Collected data entries:
>>>>

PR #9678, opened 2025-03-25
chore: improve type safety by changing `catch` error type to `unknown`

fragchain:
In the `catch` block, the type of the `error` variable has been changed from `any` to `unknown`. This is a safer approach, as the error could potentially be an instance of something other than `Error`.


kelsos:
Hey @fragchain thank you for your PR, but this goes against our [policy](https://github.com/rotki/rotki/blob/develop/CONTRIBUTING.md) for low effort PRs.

<<<<
>>>>

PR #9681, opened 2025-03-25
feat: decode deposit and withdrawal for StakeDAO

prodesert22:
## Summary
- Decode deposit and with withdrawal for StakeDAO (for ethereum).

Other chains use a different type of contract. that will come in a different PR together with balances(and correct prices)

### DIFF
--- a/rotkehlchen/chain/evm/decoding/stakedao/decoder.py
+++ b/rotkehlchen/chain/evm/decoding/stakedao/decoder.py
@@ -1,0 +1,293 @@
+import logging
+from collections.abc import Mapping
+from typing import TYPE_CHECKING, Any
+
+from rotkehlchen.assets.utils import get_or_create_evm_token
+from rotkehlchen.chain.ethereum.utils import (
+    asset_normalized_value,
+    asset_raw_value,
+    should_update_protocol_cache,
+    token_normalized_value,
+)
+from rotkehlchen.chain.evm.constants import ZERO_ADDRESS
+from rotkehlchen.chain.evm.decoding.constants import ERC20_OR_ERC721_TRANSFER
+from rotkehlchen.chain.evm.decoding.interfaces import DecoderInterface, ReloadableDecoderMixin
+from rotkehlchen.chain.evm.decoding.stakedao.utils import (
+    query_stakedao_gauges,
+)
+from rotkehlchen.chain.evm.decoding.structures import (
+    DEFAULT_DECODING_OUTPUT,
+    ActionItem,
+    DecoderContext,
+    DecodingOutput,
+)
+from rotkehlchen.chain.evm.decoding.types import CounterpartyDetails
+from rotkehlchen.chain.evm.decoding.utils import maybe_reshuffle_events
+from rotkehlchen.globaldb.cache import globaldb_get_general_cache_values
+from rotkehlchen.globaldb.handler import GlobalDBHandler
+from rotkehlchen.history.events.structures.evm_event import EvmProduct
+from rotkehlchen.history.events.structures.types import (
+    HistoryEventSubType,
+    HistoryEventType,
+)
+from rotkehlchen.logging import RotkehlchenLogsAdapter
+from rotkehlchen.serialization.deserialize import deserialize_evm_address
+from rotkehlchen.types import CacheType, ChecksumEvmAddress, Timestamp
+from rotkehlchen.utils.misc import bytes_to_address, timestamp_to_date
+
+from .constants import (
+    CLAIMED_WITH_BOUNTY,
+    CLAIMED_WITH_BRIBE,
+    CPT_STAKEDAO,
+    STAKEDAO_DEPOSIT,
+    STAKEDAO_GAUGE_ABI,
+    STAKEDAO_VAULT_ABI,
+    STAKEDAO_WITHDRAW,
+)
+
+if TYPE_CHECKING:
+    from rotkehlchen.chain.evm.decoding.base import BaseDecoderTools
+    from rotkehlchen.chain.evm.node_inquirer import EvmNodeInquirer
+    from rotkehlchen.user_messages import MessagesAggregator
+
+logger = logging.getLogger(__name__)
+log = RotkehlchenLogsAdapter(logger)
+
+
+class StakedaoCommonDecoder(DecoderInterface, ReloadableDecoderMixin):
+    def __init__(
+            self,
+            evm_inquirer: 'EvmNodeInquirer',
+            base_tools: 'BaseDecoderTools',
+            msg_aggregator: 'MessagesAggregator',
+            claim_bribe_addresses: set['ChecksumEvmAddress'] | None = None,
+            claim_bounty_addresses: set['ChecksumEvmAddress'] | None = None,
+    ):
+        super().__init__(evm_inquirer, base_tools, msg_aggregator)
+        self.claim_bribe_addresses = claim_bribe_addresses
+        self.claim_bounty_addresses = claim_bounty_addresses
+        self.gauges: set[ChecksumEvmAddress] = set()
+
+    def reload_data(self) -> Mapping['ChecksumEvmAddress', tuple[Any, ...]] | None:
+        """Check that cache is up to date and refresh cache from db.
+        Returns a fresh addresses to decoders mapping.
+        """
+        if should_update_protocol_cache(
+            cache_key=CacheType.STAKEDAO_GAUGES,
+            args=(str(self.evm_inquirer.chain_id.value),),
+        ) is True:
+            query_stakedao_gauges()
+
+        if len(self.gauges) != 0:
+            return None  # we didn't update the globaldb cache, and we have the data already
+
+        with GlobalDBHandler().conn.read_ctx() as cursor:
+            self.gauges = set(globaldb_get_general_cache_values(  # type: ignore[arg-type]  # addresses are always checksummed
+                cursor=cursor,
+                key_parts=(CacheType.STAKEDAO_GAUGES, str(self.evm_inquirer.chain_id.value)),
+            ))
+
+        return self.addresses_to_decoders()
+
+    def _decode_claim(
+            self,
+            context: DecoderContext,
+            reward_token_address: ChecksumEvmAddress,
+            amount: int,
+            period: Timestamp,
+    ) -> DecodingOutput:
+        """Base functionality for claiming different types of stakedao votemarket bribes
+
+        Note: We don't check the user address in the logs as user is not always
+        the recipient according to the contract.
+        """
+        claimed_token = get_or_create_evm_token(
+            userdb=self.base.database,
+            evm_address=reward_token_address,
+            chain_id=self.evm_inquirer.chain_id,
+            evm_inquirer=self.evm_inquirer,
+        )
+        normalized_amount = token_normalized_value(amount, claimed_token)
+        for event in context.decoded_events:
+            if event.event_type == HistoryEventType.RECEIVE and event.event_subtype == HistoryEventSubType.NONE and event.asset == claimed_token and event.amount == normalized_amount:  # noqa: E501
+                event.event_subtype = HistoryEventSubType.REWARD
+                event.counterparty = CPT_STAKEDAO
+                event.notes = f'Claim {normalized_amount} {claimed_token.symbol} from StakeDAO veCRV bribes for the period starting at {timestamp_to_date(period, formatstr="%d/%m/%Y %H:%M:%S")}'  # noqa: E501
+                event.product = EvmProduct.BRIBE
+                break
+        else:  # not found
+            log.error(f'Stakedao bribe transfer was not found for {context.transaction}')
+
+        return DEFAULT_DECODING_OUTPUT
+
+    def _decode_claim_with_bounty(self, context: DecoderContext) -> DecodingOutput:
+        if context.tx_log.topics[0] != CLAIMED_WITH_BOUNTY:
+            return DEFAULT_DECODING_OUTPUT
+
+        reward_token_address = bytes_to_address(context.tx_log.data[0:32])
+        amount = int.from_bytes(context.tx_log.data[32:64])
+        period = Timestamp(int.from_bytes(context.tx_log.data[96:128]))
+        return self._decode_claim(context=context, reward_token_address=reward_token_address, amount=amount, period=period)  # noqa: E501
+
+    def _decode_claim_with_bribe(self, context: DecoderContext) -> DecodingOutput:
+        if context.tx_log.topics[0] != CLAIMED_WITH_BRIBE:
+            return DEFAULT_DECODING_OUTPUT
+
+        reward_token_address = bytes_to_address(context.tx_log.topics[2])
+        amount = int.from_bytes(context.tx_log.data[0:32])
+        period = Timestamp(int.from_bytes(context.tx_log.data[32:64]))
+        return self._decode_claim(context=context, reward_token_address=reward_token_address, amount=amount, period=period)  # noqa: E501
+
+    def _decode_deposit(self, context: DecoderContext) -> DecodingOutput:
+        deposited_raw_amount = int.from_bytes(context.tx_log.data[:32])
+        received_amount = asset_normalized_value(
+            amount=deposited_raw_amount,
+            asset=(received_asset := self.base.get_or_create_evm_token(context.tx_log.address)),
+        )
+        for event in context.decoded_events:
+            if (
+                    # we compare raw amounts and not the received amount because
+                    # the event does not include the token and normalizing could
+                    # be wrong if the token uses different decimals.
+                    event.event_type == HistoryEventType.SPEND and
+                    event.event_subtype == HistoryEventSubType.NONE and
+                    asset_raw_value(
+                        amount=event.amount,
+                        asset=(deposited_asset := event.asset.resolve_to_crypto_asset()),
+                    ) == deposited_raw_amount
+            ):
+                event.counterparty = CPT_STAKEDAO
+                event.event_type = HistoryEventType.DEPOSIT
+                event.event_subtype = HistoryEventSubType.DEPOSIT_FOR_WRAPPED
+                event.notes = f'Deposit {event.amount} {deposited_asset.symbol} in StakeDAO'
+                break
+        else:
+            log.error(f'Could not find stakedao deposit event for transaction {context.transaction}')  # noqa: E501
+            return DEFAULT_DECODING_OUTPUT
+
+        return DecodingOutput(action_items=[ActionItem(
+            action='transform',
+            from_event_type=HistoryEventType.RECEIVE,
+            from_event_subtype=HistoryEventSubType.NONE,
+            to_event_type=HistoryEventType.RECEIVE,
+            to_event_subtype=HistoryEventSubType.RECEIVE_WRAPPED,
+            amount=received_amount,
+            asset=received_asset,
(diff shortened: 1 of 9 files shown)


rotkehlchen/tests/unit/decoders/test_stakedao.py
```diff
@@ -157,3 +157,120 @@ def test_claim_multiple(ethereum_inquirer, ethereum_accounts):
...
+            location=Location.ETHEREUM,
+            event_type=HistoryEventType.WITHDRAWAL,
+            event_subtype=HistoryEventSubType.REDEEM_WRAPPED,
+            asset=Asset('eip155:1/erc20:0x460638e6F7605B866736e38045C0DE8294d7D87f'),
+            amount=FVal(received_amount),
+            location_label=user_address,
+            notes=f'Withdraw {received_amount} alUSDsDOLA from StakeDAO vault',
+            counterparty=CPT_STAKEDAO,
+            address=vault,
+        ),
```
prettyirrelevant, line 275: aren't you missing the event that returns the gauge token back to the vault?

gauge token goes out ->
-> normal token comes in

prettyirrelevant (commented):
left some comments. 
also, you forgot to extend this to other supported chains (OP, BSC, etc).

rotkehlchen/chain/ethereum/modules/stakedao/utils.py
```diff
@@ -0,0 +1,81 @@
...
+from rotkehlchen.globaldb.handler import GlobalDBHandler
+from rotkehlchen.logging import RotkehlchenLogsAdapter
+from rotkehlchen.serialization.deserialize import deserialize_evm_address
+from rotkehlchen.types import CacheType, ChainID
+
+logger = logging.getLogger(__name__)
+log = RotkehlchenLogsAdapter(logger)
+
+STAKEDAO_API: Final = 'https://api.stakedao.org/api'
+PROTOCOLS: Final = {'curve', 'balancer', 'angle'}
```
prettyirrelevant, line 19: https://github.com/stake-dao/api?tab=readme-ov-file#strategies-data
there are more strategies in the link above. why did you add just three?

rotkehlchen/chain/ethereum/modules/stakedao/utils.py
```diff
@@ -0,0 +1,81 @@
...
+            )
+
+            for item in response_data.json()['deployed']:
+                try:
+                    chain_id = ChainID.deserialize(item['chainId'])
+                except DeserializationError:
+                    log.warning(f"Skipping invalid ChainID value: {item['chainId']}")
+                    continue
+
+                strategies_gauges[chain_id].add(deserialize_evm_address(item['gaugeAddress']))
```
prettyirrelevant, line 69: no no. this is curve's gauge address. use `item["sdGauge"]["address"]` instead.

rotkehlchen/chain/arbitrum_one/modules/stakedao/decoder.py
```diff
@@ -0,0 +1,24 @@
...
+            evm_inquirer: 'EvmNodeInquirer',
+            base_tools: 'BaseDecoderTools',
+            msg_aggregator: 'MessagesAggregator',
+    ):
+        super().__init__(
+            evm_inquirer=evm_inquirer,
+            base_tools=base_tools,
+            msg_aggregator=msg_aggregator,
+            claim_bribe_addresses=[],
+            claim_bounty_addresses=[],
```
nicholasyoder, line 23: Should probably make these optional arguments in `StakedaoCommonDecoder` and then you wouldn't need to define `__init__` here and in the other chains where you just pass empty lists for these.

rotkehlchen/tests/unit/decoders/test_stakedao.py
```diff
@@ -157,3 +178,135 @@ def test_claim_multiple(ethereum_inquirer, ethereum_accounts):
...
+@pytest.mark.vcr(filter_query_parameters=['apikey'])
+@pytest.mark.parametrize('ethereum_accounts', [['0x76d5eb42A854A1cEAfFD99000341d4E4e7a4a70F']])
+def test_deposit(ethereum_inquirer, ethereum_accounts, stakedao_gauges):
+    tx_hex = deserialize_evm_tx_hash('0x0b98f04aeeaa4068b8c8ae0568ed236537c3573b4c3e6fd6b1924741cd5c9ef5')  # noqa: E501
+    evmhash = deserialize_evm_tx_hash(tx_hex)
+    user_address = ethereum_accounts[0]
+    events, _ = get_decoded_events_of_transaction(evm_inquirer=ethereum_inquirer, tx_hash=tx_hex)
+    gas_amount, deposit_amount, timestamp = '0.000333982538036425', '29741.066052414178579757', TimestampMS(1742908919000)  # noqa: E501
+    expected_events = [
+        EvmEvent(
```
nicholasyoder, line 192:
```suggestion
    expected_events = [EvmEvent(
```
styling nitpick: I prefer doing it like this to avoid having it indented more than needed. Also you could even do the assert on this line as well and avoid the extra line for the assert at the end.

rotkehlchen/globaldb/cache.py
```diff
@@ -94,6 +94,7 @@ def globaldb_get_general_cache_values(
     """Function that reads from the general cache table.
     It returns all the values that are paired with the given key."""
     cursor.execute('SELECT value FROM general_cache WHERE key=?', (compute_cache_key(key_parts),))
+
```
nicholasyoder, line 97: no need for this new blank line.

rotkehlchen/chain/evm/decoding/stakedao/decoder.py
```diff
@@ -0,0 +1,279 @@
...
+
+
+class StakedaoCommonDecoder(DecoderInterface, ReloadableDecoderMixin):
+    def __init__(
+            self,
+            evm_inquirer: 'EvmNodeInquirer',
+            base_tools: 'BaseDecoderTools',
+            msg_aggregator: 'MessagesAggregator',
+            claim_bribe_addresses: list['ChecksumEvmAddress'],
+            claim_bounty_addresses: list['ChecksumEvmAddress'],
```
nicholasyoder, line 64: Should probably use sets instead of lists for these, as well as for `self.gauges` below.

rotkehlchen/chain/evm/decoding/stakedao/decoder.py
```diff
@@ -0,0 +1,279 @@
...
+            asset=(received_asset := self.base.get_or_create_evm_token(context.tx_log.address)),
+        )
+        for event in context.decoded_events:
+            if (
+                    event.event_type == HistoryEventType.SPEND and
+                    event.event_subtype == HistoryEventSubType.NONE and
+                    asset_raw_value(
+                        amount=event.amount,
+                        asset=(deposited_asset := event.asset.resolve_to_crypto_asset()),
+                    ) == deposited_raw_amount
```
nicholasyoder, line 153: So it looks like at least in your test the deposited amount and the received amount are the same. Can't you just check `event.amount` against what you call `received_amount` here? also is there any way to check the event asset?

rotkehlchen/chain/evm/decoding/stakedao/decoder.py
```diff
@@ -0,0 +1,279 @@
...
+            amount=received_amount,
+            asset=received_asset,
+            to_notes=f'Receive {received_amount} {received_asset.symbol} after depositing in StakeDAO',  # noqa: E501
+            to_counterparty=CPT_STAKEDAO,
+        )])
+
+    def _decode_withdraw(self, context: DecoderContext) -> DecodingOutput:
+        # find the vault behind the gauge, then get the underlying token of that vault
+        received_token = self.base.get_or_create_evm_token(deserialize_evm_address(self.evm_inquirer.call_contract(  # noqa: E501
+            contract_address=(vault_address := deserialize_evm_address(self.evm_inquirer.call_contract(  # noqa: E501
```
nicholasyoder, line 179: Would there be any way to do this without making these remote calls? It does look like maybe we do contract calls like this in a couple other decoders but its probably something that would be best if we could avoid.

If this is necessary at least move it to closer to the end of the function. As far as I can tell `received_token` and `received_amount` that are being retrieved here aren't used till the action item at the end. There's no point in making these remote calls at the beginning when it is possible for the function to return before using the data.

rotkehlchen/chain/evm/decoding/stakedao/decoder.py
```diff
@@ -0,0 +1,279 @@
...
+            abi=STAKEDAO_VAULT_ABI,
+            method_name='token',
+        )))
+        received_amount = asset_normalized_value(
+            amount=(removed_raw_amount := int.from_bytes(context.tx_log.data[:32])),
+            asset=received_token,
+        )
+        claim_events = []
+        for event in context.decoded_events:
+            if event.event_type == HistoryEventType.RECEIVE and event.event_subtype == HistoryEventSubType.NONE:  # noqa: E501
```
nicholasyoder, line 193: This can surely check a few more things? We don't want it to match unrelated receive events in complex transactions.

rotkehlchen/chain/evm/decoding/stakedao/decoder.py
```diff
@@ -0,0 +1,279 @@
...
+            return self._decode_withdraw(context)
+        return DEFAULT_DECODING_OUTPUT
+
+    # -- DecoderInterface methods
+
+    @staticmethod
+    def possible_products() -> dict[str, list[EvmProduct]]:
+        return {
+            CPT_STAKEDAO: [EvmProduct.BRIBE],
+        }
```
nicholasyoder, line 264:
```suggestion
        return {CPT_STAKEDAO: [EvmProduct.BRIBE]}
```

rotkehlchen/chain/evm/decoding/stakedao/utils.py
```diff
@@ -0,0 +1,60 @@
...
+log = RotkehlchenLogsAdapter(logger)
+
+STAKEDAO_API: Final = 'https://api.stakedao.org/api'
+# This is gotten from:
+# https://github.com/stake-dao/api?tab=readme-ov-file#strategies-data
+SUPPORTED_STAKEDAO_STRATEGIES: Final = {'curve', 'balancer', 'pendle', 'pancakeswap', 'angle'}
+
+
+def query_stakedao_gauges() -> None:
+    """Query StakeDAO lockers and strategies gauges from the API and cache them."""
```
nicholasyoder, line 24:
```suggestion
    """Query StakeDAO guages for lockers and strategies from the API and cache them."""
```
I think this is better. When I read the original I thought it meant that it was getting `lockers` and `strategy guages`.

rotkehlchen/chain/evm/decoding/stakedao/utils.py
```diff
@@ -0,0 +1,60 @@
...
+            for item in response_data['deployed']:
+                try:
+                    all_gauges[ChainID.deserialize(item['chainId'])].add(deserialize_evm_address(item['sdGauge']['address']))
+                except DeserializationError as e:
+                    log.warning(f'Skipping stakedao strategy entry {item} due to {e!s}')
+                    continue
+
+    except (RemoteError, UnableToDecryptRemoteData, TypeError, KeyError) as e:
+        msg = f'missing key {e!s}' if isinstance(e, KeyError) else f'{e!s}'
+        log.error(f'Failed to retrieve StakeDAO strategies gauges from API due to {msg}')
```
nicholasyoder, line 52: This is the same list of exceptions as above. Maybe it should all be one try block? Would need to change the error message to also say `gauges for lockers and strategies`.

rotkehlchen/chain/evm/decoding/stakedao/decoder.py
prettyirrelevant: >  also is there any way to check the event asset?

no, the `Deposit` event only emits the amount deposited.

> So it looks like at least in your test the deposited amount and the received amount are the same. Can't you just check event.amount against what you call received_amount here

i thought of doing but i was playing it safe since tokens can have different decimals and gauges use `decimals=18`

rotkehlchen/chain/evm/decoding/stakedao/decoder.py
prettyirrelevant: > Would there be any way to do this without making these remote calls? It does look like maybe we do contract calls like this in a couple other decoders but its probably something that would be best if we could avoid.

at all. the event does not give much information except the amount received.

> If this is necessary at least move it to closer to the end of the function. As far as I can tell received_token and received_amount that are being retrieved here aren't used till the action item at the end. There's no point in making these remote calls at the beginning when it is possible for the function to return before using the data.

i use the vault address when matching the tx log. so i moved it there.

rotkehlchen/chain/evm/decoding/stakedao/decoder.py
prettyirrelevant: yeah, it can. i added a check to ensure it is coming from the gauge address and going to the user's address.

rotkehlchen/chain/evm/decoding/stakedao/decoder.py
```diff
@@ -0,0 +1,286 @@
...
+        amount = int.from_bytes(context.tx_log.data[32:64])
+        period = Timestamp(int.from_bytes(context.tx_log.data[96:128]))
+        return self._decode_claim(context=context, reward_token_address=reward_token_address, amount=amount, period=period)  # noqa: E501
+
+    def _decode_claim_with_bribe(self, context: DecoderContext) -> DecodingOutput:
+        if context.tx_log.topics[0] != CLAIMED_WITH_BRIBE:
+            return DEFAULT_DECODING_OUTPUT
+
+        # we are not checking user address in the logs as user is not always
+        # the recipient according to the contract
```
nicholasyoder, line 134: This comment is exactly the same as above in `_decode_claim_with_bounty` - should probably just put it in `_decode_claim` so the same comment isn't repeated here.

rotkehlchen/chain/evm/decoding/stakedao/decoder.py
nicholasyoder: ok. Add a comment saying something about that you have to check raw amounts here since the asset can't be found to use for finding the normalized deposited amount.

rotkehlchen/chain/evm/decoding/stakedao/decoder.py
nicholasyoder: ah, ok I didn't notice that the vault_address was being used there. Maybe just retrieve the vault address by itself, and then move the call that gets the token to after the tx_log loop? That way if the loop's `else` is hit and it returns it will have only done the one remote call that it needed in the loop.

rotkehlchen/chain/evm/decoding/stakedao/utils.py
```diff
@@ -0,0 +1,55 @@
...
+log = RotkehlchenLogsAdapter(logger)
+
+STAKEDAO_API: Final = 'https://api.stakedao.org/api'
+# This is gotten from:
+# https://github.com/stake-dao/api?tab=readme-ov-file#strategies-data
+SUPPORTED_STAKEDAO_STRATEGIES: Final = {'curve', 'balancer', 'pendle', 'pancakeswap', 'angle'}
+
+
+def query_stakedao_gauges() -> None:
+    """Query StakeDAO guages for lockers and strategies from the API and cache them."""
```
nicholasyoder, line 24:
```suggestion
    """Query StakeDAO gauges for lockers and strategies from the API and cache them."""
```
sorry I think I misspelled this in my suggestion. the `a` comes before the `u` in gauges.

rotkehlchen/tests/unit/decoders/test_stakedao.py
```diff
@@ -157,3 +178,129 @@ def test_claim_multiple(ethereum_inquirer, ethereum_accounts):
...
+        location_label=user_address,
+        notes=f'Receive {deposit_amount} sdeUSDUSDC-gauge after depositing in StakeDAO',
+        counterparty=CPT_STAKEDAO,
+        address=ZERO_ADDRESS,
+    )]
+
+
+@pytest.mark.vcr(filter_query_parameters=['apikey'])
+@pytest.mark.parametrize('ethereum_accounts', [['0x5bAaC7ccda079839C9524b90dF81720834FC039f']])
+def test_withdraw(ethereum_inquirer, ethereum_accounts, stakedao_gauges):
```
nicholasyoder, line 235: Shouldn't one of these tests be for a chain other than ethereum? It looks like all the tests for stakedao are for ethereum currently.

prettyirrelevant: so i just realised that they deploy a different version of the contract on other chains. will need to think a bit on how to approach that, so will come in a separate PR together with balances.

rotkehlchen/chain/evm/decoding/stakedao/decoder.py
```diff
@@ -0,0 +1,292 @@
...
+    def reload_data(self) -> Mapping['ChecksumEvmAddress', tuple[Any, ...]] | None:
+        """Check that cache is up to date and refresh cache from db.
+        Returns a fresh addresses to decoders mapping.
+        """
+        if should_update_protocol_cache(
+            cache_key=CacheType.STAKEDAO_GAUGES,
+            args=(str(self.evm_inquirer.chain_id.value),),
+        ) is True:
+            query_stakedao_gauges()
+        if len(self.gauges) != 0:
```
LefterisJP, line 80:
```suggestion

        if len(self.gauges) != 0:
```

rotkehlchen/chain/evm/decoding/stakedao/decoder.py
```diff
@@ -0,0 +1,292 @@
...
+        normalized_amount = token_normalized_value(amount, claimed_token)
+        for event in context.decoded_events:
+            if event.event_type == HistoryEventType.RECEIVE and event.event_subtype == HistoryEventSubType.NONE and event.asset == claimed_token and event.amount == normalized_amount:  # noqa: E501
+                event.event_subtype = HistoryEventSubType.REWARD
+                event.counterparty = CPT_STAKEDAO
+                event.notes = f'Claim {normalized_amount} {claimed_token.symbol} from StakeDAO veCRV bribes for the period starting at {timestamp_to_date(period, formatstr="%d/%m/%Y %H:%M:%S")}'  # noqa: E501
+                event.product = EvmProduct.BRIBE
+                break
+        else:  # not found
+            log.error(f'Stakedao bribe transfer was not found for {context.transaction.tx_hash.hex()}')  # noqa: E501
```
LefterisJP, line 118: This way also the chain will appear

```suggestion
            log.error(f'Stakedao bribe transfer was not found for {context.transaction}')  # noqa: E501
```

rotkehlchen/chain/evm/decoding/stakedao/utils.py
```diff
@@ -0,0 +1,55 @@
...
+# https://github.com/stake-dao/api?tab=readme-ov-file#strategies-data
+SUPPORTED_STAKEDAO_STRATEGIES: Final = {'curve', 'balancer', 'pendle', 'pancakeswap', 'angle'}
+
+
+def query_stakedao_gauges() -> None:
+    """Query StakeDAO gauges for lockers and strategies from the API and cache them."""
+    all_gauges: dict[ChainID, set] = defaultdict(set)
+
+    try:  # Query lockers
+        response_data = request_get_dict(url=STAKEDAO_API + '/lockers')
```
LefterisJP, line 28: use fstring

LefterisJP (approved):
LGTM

<<<<

Exercise aim: Throughout the data above, report every line that contains the string "approach".

Solved problem:
In the `catch` block, the type of the `error` variable has been changed from `any` to `unknown`. This is a safer approach, as the error could potentially be an instance of something other than `Error`.
prettyirrelevant: so i just realised that they deploy a different version of the contract on other chains. will need to think a bit on how to approach that, so will come in a separate PR together with balances.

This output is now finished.